Mutual funds that focus on environmentally friendly companies are increasing, but the choices are still limited, experts say.

Seeing green

Kermit the Frog lamented the difficulties of being green. Chances are, his financial adviser might have sung the same song.

Investing in companies that develop environmentally friendly products or technologies — so-called green businesses — might be an area of growing interest but the opportunities for this kind of investment haven't always kept pace with investors' appetites. Some investors looking to make money in mutual funds while going green might prefer to wait as more of these companies emerge.

Maurice Schoenwald, of the New Alternatives Fund, a big player among environmentally focused mutual funds, said burgeoning demand for environmentally focused investments is a good thing but can require a broad search for the best investments.

"People are getting concerned about the environment and about fuel," said Schoenwald, who at age 87 helps his son oversee the fund. He noted that interest in protecting the environment has lagged in the United States compared with much of Europe and parts of Asia.

Many companies are still startups with unproven technologies and are unlikely to yet draw the interest of mutual funds.

That's not to say there isn't money to be made. The New Alternatives Fund showed a 33 percent return last year and was up another 12 percent in the first quarter of this year. With assets of around $180 million, Schoenwald said the company is careful about where it invests, limiting initial stakes to less than 5 percent of a company's shares. The fund, which has holdings in about 45 companies, often parks some of its money in Treasury bills in part as it determines its next move.
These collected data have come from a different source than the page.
PR #92, opened 2019-03-29
DM-18708: Add support for BOT RUNNUM and FILTER2 headers

timj:


python/lsst/obs/lsst/translators/lsst.py
```diff
@@ -406,3 +406,26 @@ def to_exposure_id(self):
...
+        """Calculate the physical filter name.
+
+        Returns
+        -------
+        filter : `str`
+            Name of filter. Can be a combination of FILTER, FILTER1 and FILTER2
+            headers.  Returns "NONE" if no filter is declared.
+        """
+        filterNames = []
+        for k in ("FILTER", "FILTER1", "FILTER2"):
```
SimonKrughoff: Is there any way to make this configurable so you don't have to edit code to add a filter?

timj: astro_metadata_translator translators should not depend on pex_config. Also, obs_lsst cameras are not meant to be using different filter keywords at every opportunity.

SimonKrughoff: I didn't necessarily mean using `pex_config`.  You can do what you want, I just noticed that was one of the changes in this change set (adding a filter).

PR #93, opened 2019-04-03
DM-18748: Support new AT files

timj:
That have missing EXPTIME and GROUPID meaning IMGTYPE.


python/lsst/obs/lsst/translators/auxTel.py
```diff
@@ -169,6 +167,34 @@ def to_location(self):
             return AUXTEL_LOCATION
         return None
 
+    @cache_translation
+    def to_dark_time(self):
+        # Docstring will be inherited. Property defined in properties.py
+        if self.is_key_ok("DARKTIME"):
+            return self.quantity_from_card("DARKTIME", u.s)
+
+        return self.to_exposure_time()
```
mfisherlevine: Shouldn't there be some sort of warning if the `darkTime` is inferred from the expTime?

python/lsst/obs/lsst/translators/auxTel.py
```diff
@@ -169,6 +167,34 @@ def to_location(self):
...
+        # Some data is missing a value for EXPTIME.
+        # Have to be careful we do not have circular logic when trying to
+        # guess
+        if self.is_key_ok("EXPTIME"):
+            return self.quantity_from_card("EXPTIME", u.s)
+
+        # Guess from start end times (and hope that end time is not derived
+        # from exposure time)
+        try:
+            delta = self.to_datetime_end() - self.to_datetime_begin()
```
mfisherlevine: I think that this is often going to be highly suspect/inaccurate, and it worries me deeply. It's not wrong in the code sense, but I really don't like it.

python/lsst/obs/lsst/translators/auxTel.py
```diff
@@ -169,6 +167,34 @@ def to_location(self):
...
+        except RecursionError:
+            log.warning("Insufficient information to derive exposure time. Setting to 0.0s")
+            return 0.0 * u.s
```
mfisherlevine: I think that defaulting to zero instead of this being a fatal error is a huge mistake, especially as we don't have good info telling us which are biases and which are not. I don't think this is OK to merge.

python/lsst/obs/lsst/translators/auxTel.py
```diff
@@ -181,10 +207,20 @@ def to_observation_type(self):
...
+
+        # AuxTel observation type is documented to appear in OBSTYPE
+        # but for historical reasons prefers IMGTYPE.  Some data puts
+        # it in GROUPID (which is meant to be for something else).
+        test_keys = ["OBSTYPE", "IMGTYPE"]
+
+        if not self._is_on_mountain():
+            test_keys.append("GROUPID")
+
+        for k in test_keys:
```
mfisherlevine: This is fragile, as it makes the order that the list is in potentially important, _i.e._ if there is more than one key present. I think that's probably acceptable, but can you add a comment that the order of that list is the order of precedence, or even better, if you can think of a good name, bake it into the variable name?

PR #94, opened 2019-04-04
DM-17830: Use only stars for jointcal internal fitting

yalsayyad:


yalsayyad:
The configs originally on this PR are being made default for all cameras.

The New Alternatives Fund and like-minded funds often look to places like Europe for investments. Countries such as Germany, Spain and Denmark have made a push to foster environmentally focused companies, such as alternative energy companies looking for ways to avoid contributing to global warming.

"At higher oil prices, suddenly all of these alternative energy technologies can suddenly become economically viable at this higher cost because now they have to compete with $60 to $70 oil," said Matthew Page, an analyst in London at Guinness Atkinson Alternative Energy Fund, referring to the price of a barrel of oil.

"Solar is at such a small base at the moment but has the capacity to grow very very quickly. Solar has been driven very much so by Japan and Germany," he said, referring to one slice of the fund's investments.

Some observers say companies engaging in largely environmental pursuits still need to grow before they will become suitable investments for funds.

"I think the technology has not caught up with the sentiment," said Jeff Tjornehoj, an analyst at Lipper Inc., which tracks funds.

He noted that environmentally focused funds are part of a larger group known as socially responsible funds whose assets make up slightly more than 0.5 percent of all mutual funds.

"There are just not that many good-sized publicly traded companies pursuing alternative energy in a way that is meaningful to the marketplace," Tjornehoj said, referring to one notable branch of environmentally focused companies.

In addition, the fortunes of such companies can be swayed by shifting sentiments.

In 2000, for example, the New Alternatives Fund rose sharply amid the energy crunch in California and in 2001 and 2002 fell along with the broader market. But it benefited last year as oil prices rose in the first half of the year.

"The share price of these companies rises and falls with government budget decisions and not so much about what the market is doing. Many of them are very dependent on government grants," Tjornehoj noted.

Despite the attendant vagaries of investing in environmentally focused companies, Wall Street seems interested in adding to investors' choices. On May 9, Van Eck Global introduced its Global Alternative Energy exchange-traded fund. The ETF invests in companies that draw more than half of their revenue from the alternative energy sector.

ETFs are like mutual funds but their shares are listed on an exchange and can be traded throughout the day.

Adam Phillips, director of ETF strategy at Van Eck, said prospects for such investments are brightening as the companies grow stronger. He noted that about 3 out of 4 companies included in the Global Alternative Energy ETF turn a profit.

"There are a lot of things that the world is just beginning to have to deal with and these are companies that are coming up with great ways (to do so) and technologies that are highly profitable."